Control of shivering during regional anaesthesia: prophylactic ketamine and granisetron.Acta Anaesthesiol Scand. 2007 Jan; 51(1):44-9.AA
The aim of the present study was to compare placebo, ketamine, granisetron and a combination of ketamine and granisetron in the prevention of shivering caused by regional anaesthesia.

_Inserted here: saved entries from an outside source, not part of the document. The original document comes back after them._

PR #108, opened 2023-02-01
CW sudokue board validator

aepaysinger:
having issues with the test for the check_sections method. I ran into a recursion error. i know we have talked about this before but I can't remember how to handle the issue

### DIFF
--- a/README.md
+++ b/README.md
@@ -165,6 +165,10 @@
   * Module: `code_challenges/code_wars/unique_in_order.py`
   * Tests: `tests/code_wars/test_unique_in_order.py`
   * URL: [challenge url](https://www.codewars.com/kata/54e6533c92449cc251001667/python)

In this prospective, randomized, double-blind study, 160 ASA I and II patients undergoing urological surgery were included. Subarachnoid anaesthesia was performed in all patients with bupivacaine 15 mg. The patients were randomly allocated to receive saline (group P, n= 40), ketamine 0.5 mg (group K, n= 40), granisetron 3 mg (group G, n= 40) or ketamine 0.25 mg + granisetron 1.5 mg (group KG, n= 40). Shivering was graded as 0 = no shivering, 1 = piloerection or peripheral vasoconstriction but no visible shivering, 2 = muscular activity in only one muscle group, 3 = muscular activity in more than one muscle group but not generalized, and 4 = shivering involving the whole body. If 15 min after spinal anaesthesia and concomitant administration of a prophylactic dose of one of the study drugs, the patients shivered according to at least grade 3, the prophylaxis was regarded as ineffective and intravenous (i.v.) pethidine 25 mg was administered.
After 15 min, the number of patients with observed shivering was 22 in group P, 6 in group G, 7 in group GK and 0 in group K. The difference between group K and all the other groups was statistically significant (P < 0.0001). The number of patients with a shivering score of 3 was statistically significantly higher in group P compared with the other groups.
The prophylactic use of 0.5 mg/kg i.v. ketamine was effective in preventing shivering developed during regional anaesthesia.